### [Excerpted data]
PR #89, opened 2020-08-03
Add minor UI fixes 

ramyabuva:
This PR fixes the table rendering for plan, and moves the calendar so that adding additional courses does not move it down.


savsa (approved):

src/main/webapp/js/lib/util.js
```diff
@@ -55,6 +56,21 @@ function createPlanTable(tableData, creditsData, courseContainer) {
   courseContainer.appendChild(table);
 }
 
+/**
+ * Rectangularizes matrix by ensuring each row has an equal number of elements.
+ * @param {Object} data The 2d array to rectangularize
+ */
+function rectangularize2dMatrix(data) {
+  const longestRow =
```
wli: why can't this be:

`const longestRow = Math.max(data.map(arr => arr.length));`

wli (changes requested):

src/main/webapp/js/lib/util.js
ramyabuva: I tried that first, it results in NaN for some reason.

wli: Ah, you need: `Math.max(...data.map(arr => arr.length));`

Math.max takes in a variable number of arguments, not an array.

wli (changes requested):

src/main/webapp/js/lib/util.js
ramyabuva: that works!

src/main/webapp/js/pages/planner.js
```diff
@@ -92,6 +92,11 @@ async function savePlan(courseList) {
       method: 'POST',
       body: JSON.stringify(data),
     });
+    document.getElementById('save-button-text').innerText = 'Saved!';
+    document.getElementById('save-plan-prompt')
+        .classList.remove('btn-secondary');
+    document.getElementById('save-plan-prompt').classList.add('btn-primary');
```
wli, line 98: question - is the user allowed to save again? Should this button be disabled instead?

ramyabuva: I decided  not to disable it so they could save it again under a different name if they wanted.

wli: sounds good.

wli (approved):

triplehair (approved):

* * *

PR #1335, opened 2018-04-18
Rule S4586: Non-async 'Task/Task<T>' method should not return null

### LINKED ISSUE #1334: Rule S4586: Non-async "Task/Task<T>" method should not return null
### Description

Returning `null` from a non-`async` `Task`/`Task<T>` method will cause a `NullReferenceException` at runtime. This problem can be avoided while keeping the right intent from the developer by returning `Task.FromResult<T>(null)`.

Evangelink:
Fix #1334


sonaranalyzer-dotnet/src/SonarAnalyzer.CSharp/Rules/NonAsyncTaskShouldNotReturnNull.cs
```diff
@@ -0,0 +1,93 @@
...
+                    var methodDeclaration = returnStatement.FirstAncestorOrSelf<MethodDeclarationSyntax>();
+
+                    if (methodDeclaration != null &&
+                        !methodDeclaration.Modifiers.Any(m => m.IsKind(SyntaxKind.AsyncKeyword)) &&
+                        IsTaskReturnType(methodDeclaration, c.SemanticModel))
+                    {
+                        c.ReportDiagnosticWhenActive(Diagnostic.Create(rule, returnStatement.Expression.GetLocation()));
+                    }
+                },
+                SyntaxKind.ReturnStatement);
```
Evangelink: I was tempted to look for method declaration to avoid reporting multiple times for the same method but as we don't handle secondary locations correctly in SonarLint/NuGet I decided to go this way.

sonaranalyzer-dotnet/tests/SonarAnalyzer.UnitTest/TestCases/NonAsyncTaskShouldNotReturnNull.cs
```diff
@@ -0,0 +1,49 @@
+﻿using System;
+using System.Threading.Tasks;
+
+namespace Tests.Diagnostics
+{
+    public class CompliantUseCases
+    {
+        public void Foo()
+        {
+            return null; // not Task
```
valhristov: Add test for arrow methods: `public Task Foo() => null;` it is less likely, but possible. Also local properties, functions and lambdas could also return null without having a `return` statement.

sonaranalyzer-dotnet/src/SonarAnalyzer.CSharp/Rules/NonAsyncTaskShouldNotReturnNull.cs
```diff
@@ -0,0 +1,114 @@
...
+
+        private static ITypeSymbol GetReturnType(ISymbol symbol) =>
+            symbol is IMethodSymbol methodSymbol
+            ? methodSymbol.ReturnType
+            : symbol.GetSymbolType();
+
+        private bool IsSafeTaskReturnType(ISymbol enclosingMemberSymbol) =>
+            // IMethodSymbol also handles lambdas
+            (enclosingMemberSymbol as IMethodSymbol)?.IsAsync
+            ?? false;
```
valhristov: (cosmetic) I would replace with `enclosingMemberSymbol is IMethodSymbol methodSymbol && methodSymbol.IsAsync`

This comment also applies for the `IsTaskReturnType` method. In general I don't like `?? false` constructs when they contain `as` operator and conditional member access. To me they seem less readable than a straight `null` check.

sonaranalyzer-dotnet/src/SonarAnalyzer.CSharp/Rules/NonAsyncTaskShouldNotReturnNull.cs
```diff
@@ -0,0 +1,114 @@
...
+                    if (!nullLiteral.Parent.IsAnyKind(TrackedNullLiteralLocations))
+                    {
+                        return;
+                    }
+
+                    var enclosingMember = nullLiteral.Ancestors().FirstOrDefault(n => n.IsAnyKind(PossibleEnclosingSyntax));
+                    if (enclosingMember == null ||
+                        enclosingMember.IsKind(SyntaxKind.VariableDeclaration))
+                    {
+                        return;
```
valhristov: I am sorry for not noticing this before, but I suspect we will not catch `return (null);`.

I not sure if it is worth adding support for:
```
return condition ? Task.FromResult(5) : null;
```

### [What the exercise asks]
Within the entries above, report how many lines contain the word "number"; the figure is all that is wanted.

### [Solution to this exercise]
2